#### [Dataset excerpts]

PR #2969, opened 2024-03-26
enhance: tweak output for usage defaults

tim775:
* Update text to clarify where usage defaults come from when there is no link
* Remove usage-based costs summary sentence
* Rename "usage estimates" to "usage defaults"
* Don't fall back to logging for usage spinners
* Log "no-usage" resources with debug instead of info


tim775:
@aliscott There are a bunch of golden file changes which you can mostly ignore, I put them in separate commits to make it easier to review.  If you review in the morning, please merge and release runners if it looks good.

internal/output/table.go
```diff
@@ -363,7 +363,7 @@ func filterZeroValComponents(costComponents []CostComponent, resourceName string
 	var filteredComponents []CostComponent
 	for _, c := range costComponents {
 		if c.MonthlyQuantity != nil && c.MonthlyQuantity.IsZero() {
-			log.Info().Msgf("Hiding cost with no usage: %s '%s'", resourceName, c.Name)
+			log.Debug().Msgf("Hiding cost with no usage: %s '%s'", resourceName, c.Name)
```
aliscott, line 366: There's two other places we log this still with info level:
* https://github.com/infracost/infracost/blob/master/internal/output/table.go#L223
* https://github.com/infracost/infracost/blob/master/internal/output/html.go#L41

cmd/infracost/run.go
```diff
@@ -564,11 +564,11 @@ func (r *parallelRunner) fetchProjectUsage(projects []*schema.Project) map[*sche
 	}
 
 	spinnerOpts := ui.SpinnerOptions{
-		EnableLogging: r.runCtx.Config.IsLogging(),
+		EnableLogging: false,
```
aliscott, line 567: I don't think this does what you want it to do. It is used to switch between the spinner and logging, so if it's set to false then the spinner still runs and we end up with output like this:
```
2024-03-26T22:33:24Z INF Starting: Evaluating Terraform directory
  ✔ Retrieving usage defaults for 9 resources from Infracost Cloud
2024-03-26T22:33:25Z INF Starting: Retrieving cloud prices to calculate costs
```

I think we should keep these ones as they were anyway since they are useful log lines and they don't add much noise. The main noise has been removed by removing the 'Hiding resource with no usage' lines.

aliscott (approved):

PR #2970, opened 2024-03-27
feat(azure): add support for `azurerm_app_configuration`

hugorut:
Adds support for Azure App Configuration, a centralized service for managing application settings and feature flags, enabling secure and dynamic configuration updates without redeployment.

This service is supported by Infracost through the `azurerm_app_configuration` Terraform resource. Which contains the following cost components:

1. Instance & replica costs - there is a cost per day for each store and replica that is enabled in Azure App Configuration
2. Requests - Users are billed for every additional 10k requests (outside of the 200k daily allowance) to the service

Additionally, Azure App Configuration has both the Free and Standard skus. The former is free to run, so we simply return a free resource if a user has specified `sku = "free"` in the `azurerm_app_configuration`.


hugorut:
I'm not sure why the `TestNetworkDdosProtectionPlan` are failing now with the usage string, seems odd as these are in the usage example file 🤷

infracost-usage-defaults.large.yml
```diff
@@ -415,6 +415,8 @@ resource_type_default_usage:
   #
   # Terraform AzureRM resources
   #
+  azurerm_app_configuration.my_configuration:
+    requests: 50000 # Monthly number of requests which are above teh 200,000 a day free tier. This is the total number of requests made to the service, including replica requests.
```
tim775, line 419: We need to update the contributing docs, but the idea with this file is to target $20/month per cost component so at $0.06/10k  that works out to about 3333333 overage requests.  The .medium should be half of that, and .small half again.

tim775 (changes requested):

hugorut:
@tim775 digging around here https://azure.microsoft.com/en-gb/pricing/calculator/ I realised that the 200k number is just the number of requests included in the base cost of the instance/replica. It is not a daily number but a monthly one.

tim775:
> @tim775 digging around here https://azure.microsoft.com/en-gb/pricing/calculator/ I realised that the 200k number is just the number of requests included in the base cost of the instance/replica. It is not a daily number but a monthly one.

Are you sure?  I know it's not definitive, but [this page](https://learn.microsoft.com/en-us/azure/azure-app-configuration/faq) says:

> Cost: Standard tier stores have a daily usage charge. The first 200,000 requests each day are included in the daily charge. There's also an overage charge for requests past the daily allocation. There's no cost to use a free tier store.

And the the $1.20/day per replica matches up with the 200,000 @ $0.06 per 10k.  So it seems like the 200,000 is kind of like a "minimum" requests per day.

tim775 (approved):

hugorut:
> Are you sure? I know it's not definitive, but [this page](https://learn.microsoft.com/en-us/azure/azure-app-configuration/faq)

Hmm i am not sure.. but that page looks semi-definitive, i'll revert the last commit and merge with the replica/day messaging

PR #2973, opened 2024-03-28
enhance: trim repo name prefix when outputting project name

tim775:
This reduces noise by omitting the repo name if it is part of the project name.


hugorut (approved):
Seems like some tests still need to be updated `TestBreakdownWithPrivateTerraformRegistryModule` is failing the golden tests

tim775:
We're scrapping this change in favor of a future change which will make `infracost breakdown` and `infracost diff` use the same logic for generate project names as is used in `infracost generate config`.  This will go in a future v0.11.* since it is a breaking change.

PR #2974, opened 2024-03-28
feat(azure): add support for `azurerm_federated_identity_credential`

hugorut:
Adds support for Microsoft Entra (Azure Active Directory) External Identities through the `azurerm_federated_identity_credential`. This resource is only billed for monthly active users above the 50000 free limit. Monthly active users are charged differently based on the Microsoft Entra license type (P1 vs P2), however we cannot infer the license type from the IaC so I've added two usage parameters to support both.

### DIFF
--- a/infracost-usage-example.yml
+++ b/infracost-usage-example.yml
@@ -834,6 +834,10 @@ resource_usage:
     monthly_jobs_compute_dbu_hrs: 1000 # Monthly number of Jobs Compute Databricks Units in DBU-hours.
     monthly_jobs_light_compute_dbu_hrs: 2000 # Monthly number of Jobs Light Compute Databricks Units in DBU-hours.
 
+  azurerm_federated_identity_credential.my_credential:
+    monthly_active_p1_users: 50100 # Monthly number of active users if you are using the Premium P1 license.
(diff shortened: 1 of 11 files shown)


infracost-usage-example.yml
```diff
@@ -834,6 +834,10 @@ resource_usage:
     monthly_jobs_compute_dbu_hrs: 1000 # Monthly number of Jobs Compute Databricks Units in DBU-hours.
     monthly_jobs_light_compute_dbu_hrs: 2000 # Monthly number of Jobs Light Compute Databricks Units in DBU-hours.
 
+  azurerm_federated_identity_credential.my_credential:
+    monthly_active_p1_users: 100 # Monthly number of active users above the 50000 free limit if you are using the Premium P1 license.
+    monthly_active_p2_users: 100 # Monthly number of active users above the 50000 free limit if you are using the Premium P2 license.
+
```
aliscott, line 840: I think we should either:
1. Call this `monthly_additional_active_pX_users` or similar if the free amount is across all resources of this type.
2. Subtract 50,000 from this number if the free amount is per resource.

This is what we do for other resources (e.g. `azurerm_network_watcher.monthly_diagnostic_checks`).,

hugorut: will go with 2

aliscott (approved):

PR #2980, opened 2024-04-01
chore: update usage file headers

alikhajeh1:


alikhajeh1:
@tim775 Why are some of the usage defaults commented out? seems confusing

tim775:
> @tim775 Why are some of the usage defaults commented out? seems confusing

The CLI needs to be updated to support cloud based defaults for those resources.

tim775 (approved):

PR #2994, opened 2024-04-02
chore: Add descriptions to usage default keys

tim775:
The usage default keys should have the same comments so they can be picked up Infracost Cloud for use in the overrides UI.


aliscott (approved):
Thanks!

#### [What is needed]
The answer should consist of every line from the listing above that includes the word "EnableLogging".

#### [Task output]
-		EnableLogging: r.runCtx.Config.IsLogging(),
+		EnableLogging: false,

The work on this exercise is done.